## Problem requirements
Each record below is to be output with no change at all.

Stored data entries

PR #2076, opened 2021-07-24
Type UI Event Dispatchers

evantahler:
Possibly replaces #2075

This PR adds Typescript Types to the UI Event Dispatchers.  This way, it's possible to know what types of objects the subscriptions respond with.  Now we'll see better errors when we use the subscriptions:

Screen Shot 2021-07-24 at 9 01 29 AM

This works because when we extend the generic EventDispatcher class, we add a `<type>` indicating the types of values it's allowed to use in publishing and subscribing.  

TODO: 
- [x] Ensure all EventDisplatchers are typed in all components - If we don't supply them with the Type they are, we con't know the types of the subscription responses.

### DIFF
--- a/ui/ui-components/components/alerts/error.tsx
+++ b/ui/ui-components/components/alerts/error.tsx
@@ -1,7 +1,12 @@
 import { useState, useEffect } from "react";
 import { Alert } from "react-bootstrap";
+import { ErrorHandler } from "../../utils/errorHandler";
 
-export default function ErrorAlert({ errorHandler }) {
+export default function ErrorAlert({
+  errorHandler,
+}: {
+  errorHandler: ErrorHandler;
+}) {
   const [errorMessage, setErrorMessage] = useState(null);
   const [secondsToShow] = useState(1000 * 4);
   const [show, setShow] = useState(false);
@@ -12,7 +17,7 @@ export default function ErrorAlert({ errorHandler }) {
 
     return () => {
       clearTimeout(timer);
-      errorHandler.unsubscribe("error-alert", subscription.bind(this));
+      errorHandler.unsubscribe("error-alert");
     };
   }, []);
 
--- a/ui/ui-components/components/layouts/main.tsx
+++ b/ui/ui-components/components/layouts/main.tsx
@@ -7,9 +7,21 @@ import ErrorAlert from "../alerts/error";
 import Navigation from "../navigation";
 import { FontAwesomeIcon } from "@fortawesome/react-fontawesome";
 import HydrationError from "../alerts/hydrationError";
+import { SuccessHandler } from "../../utils/successHandler";
+import { ErrorHandler } from "../../utils/errorHandler";
 
 export default function Main(props) {
-  const { children, successHandler, errorHandler, hydrationError } = props;
+  const {
+    children,
+    successHandler,
+    errorHandler,
+    hydrationError,
+  }: {
+    children: any;
+    successHandler: SuccessHandler;
+    errorHandler: ErrorHandler;
+    hydrationError: string;
+  } = props;
   const [navExpanded, setNavExpanded] = useState(true);
   const [alertWidth, setAlertWidth] = useState(500);
   const contentAreaLeftPadding = 250;
--- a/ui/ui-components/pages/property/[id]/edit.tsx
+++ b/ui/ui-components/pages/property/[id]/edit.tsx
@@ -16,6 +16,9 @@ import PropertyTabs from "../../../components/tabs/property";
 import { Models, Actions } from "../../../utils/apiData";
 import { filtersAreEqual } from "../../../utils/filtersAreEqual";
 import { makeLocal } from "../../../utils/makeLocal";
+import { ErrorHandler } from "../../../utils/errorHandler";
+import { SuccessHandler } from "../../../utils/successHandler";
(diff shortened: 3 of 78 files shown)


ui/ui-components/utils/profileHandler.ts
```diff
@@ -1,3 +1,4 @@
+import { Models } from "./apiData";
 import { EventDispatcher } from "./eventDispatcher";
 
-export class ProfileHandler extends EventDispatcher {}
+export class ProfileHandler extends EventDispatcher<Models.ProfileType> {}
```
evantahler, line 4: This is pretty neat - we can just reference the type returned from the API/Model's serializer.

ui/ui-components/components/alerts/error.tsx
```diff
@@ -12,7 +17,7 @@ export default function ErrorAlert({ errorHandler }) {
 
     return () => {
       clearTimeout(timer);
-      errorHandler.unsubscribe("error-alert", subscription.bind(this));
+      errorHandler.unsubscribe("error-alert");
```
teallarson, line 20: adding the typings revealed a few places we unsubscribed incorrectly

ui/ui-components/components/layouts/main.tsx
```diff
@@ -7,9 +7,21 @@ import ErrorAlert from "../alerts/error";
...
+  const {
+    children,
+    successHandler,
+    errorHandler,
+    hydrationError,
+  }: {
+    children: any;
+    successHandler: SuccessHandler;
+    errorHandler: ErrorHandler;
+    hydrationError: string;
```
teallarson, line 23: We may want to refactor some around `hydrationError`s.  Sometimes we use it in reference to the string message itself, and sometimes we use it in reference to the `Error`.  I considered that outside of this PR.

ui/ui-components/pages/property/[id]/edit.tsx
```diff
@@ -27,6 +30,15 @@ export default function Page(props) {
...
     hydrationError,
+  }: {
+    errorHandler: ErrorHandler;
+    successHandler: SuccessHandler;
+    sources: Models.SourceType[];
+    propertiesHandler: PropertiesHandler;
+    types: Actions.AppOptions["types"];
+    filterOptions: Actions.ScheduleFilterOptions["options"];
+    properties: Models.PropertyType[];
+    hydrationError: Error;
```
Comment (teallarson) [inline ui/ui-components/pages/property/[id]/edit.tsx:41]: Here's an example where we're referencing the `Error` type... but we use the same terminology/variable name.

ui/ui-components/pages/property/[id]/edit.tsx
```diff
@@ -71,7 +83,7 @@ export default function Page(props) {
     );
     if (response?.property) {
       setProperty(response.property);
-      propertiesHandler.set(response.property);
+      propertiesHandler.set([response.property]);
```
Comment (teallarson) [inline ui/ui-components/pages/property/[id]/edit.tsx:86]: Thanks Typescript!  We had been calling this with an incorrect type.

ui/ui-config/pages/index.tsx
```diff
@@ -18,12 +19,12 @@ export default function Page(props) {
 
   useEffect(() => {
     if (navigationMode === "config:authenticated") {
-      getSetupSteps(props);
+      checkSetupSteps(props);
```
teallarson, line 22: Changed this for clarity.  It doesn't return the setupSteps so it didn't make sense to me to call it a "getter".  It just checks if they're done and decides what CTA to show.

ui/ui-enterprise/pages/source/[id]/runs.tsx
```diff
@@ -18,7 +32,7 @@ export default function Page(props) {
     try {
       await execApi("post", `/schedule/${source.schedule.id}/run`);
       successHandler.set({ message: "run enqueued" });
-      runsHandler.set({});
+      runsHandler.set(null);
```
Comment (teallarson) [inline ui/ui-enterprise/pages/source/[id]/runs.tsx:35]: Another thank you to Typescript here!

teallarson (approved):

teallarson:
@evantahler Completed that to-do and left some comments along the way... didn't want to merge until you review as well as it touches nearly our entire ui suite.

ui/ui-components/components/layouts/main.tsx
evantahler: Good find, and I agree! Can you write up a story in Tracker please about this?

ui/ui-components/utils/appHandler.ts
```diff
@@ -1,3 +1,4 @@
+import { Models } from "./apiData";
 import { EventDispatcher } from "./eventDispatcher";
 
-export class AppHandler extends EventDispatcher {}
+export class AppHandler extends EventDispatcher<Models.AppType> {}
```
evantahler, line 4: Oops! I missed some!

evantahler (commented):
This is awesome!  I didn't realize that I was setting you up for so many changes... thank you!

This is a great refactor and now we'll be much safer across all of our pages!

evantahler:
It looks like can't approve I PR that I started... but... 👍 !

teallarson:
> This is awesome! I didn't realize that I was setting you up for so many changes... thank you!
> 
> This is a great refactor and now we'll be much safer across all of our pages!

It was an oddly satisfying exercise.  Definitely safer now!

PR #2081, opened 2021-07-27
only show delete button in config ui

teallarson:
Now that we can delete profiles from the source, we only want the "delete" button visible in Config UI.


evantahler (approved):
I guess that's it!

PR #2085, opened 2021-07-27
remove empty options objs in destination templates

teallarson:
If there are no options for a destination, we won't show an empty options object in the config file anymore.

### DIFF
--- a/plugins/@grouparoo/customerio/public/templates/destination/{{{id}}}.js.template
+++ b/plugins/@grouparoo/customerio/public/templates/destination/{{{id}}}.js.template
@@ -9,8 +9,6 @@ exports.default = async function buildConfig() {
       groupId: "...", // The ID of the group whose members you want to export - e.g. `groupId: "high_value_customers"`
       syncMode: {{{syncMode}}}, // How should Grouparoo sync with this destination? Options: "sync", "additive", "enrich"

## Written response
PR #2076, opened 2021-07-24
Type UI Event Dispatchers

evantahler:
Possibly replaces #2075

This PR adds Typescript Types to the UI Event Dispatchers.  This way, it's possible to know what types of objects the subscriptions respond with.  Now we'll see better errors when we use the subscriptions:

Screen Shot 2021-07-24 at 9 01 29 AM

This works because when we extend the generic EventDispatcher class, we add a `<type>` indicating the types of values it's allowed to use in publishing and subscribing.  

TODO: 
- [x] Ensure all EventDisplatchers are typed in all components - If we don't supply them with the Type they are, we con't know the types of the subscription responses.

### DIFF
--- a/ui/ui-components/components/alerts/error.tsx
+++ b/ui/ui-components/components/alerts/error.tsx
@@ -1,7 +1,12 @@
 import { useState, useEffect } from "react";
 import { Alert } from "react-bootstrap";
+import { ErrorHandler } from "../../utils/errorHandler";
 
-export default function ErrorAlert({ errorHandler }) {
+export default function ErrorAlert({
+  errorHandler,
+}: {
+  errorHandler: ErrorHandler;
+}) {
   const [errorMessage, setErrorMessage] = useState(null);
   const [secondsToShow] = useState(1000 * 4);
   const [show, setShow] = useState(false);
@@ -12,7 +17,7 @@ export default function ErrorAlert({ errorHandler }) {
 
     return () => {
       clearTimeout(timer);
-      errorHandler.unsubscribe("error-alert", subscription.bind(this));
+      errorHandler.unsubscribe("error-alert");
     };
   }, []);
 
--- a/ui/ui-components/components/layouts/main.tsx
+++ b/ui/ui-components/components/layouts/main.tsx
@@ -7,9 +7,21 @@ import ErrorAlert from "../alerts/error";
 import Navigation from "../navigation";
 import { FontAwesomeIcon } from "@fortawesome/react-fontawesome";
 import HydrationError from "../alerts/hydrationError";
+import { SuccessHandler } from "../../utils/successHandler";
+import { ErrorHandler } from "../../utils/errorHandler";
 
 export default function Main(props) {
-  const { children, successHandler, errorHandler, hydrationError } = props;
+  const {
+    children,
+    successHandler,
+    errorHandler,
+    hydrationError,
+  }: {
+    children: any;
+    successHandler: SuccessHandler;
+    errorHandler: ErrorHandler;
+    hydrationError: string;
+  } = props;
   const [navExpanded, setNavExpanded] = useState(true);
   const [alertWidth, setAlertWidth] = useState(500);
   const contentAreaLeftPadding = 250;
--- a/ui/ui-components/pages/property/[id]/edit.tsx
+++ b/ui/ui-components/pages/property/[id]/edit.tsx
@@ -16,6 +16,9 @@ import PropertyTabs from "../../../components/tabs/property";
 import { Models, Actions } from "../../../utils/apiData";
 import { filtersAreEqual } from "../../../utils/filtersAreEqual";
 import { makeLocal } from "../../../utils/makeLocal";
+import { ErrorHandler } from "../../../utils/errorHandler";
+import { SuccessHandler } from "../../../utils/successHandler";
(diff shortened: 3 of 78 files shown)


ui/ui-components/utils/profileHandler.ts
```diff
@@ -1,3 +1,4 @@
+import { Models } from "./apiData";
 import { EventDispatcher } from "./eventDispatcher";
 
-export class ProfileHandler extends EventDispatcher {}
+export class ProfileHandler extends EventDispatcher<Models.ProfileType> {}
```
evantahler, line 4: This is pretty neat - we can just reference the type returned from the API/Model's serializer.

ui/ui-components/components/alerts/error.tsx
```diff
@@ -12,7 +17,7 @@ export default function ErrorAlert({ errorHandler }) {
 
     return () => {
       clearTimeout(timer);
-      errorHandler.unsubscribe("error-alert", subscription.bind(this));
+      errorHandler.unsubscribe("error-alert");
```
teallarson, line 20: adding the typings revealed a few places we unsubscribed incorrectly

ui/ui-components/components/layouts/main.tsx
```diff
@@ -7,9 +7,21 @@ import ErrorAlert from "../alerts/error";
...
+  const {
+    children,
+    successHandler,
+    errorHandler,
+    hydrationError,
+  }: {
+    children: any;
+    successHandler: SuccessHandler;
+    errorHandler: ErrorHandler;
+    hydrationError: string;
```
teallarson, line 23: We may want to refactor some around `hydrationError`s.  Sometimes we use it in reference to the string message itself, and sometimes we use it in reference to the `Error`.  I considered that outside of this PR.

ui/ui-components/pages/property/[id]/edit.tsx
```diff
@@ -27,6 +30,15 @@ export default function Page(props) {
...
     hydrationError,
+  }: {
+    errorHandler: ErrorHandler;
+    successHandler: SuccessHandler;
+    sources: Models.SourceType[];
+    propertiesHandler: PropertiesHandler;
+    types: Actions.AppOptions["types"];
+    filterOptions: Actions.ScheduleFilterOptions["options"];
+    properties: Models.PropertyType[];
+    hydrationError: Error;
```
Comment (teallarson) [inline ui/ui-components/pages/property/[id]/edit.tsx:41]: Here's an example where we're referencing the `Error` type... but we use the same terminology/variable name.

ui/ui-components/pages/property/[id]/edit.tsx
```diff
@@ -71,7 +83,7 @@ export default function Page(props) {
     );
     if (response?.property) {
       setProperty(response.property);
-      propertiesHandler.set(response.property);
+      propertiesHandler.set([response.property]);
```
Comment (teallarson) [inline ui/ui-components/pages/property/[id]/edit.tsx:86]: Thanks Typescript!  We had been calling this with an incorrect type.

ui/ui-config/pages/index.tsx
```diff
@@ -18,12 +19,12 @@ export default function Page(props) {
 
   useEffect(() => {
     if (navigationMode === "config:authenticated") {
-      getSetupSteps(props);
+      checkSetupSteps(props);
```
teallarson, line 22: Changed this for clarity.  It doesn't return the setupSteps so it didn't make sense to me to call it a "getter".  It just checks if they're done and decides what CTA to show.

ui/ui-enterprise/pages/source/[id]/runs.tsx
```diff
@@ -18,7 +32,7 @@ export default function Page(props) {
     try {
       await execApi("post", `/schedule/${source.schedule.id}/run`);
       successHandler.set({ message: "run enqueued" });
-      runsHandler.set({});
+      runsHandler.set(null);
```
Comment (teallarson) [inline ui/ui-enterprise/pages/source/[id]/runs.tsx:35]: Another thank you to Typescript here!

teallarson (approved):

teallarson:
@evantahler Completed that to-do and left some comments along the way... didn't want to merge until you review as well as it touches nearly our entire ui suite.

ui/ui-components/components/layouts/main.tsx
evantahler: Good find, and I agree! Can you write up a story in Tracker please about this?

ui/ui-components/utils/appHandler.ts
```diff
@@ -1,3 +1,4 @@
+import { Models } from "./apiData";
 import { EventDispatcher } from "./eventDispatcher";
 
-export class AppHandler extends EventDispatcher {}
+export class AppHandler extends EventDispatcher<Models.AppType> {}
```
evantahler, line 4: Oops! I missed some!

evantahler (commented):
This is awesome!  I didn't realize that I was setting you up for so many changes... thank you!

This is a great refactor and now we'll be much safer across all of our pages!

evantahler:
It looks like can't approve I PR that I started... but... 👍 !

teallarson:
> This is awesome! I didn't realize that I was setting you up for so many changes... thank you!
> 
> This is a great refactor and now we'll be much safer across all of our pages!

It was an oddly satisfying exercise.  Definitely safer now!

PR #2081, opened 2021-07-27
only show delete button in config ui

teallarson:
Now that we can delete profiles from the source, we only want the "delete" button visible in Config UI.


evantahler (approved):
I guess that's it!

PR #2085, opened 2021-07-27
remove empty options objs in destination templates

teallarson:
If there are no options for a destination, we won't show an empty options object in the config file anymore.

### DIFF
--- a/plugins/@grouparoo/customerio/public/templates/destination/{{{id}}}.js.template
+++ b/plugins/@grouparoo/customerio/public/templates/destination/{{{id}}}.js.template
@@ -9,8 +9,6 @@ exports.default = async function buildConfig() {
       groupId: "...", // The ID of the group whose members you want to export - e.g. `groupId: "high_value_customers"`
       syncMode: {{{syncMode}}}, // How should Grouparoo sync with this destination? Options: "sync", "additive", "enrich"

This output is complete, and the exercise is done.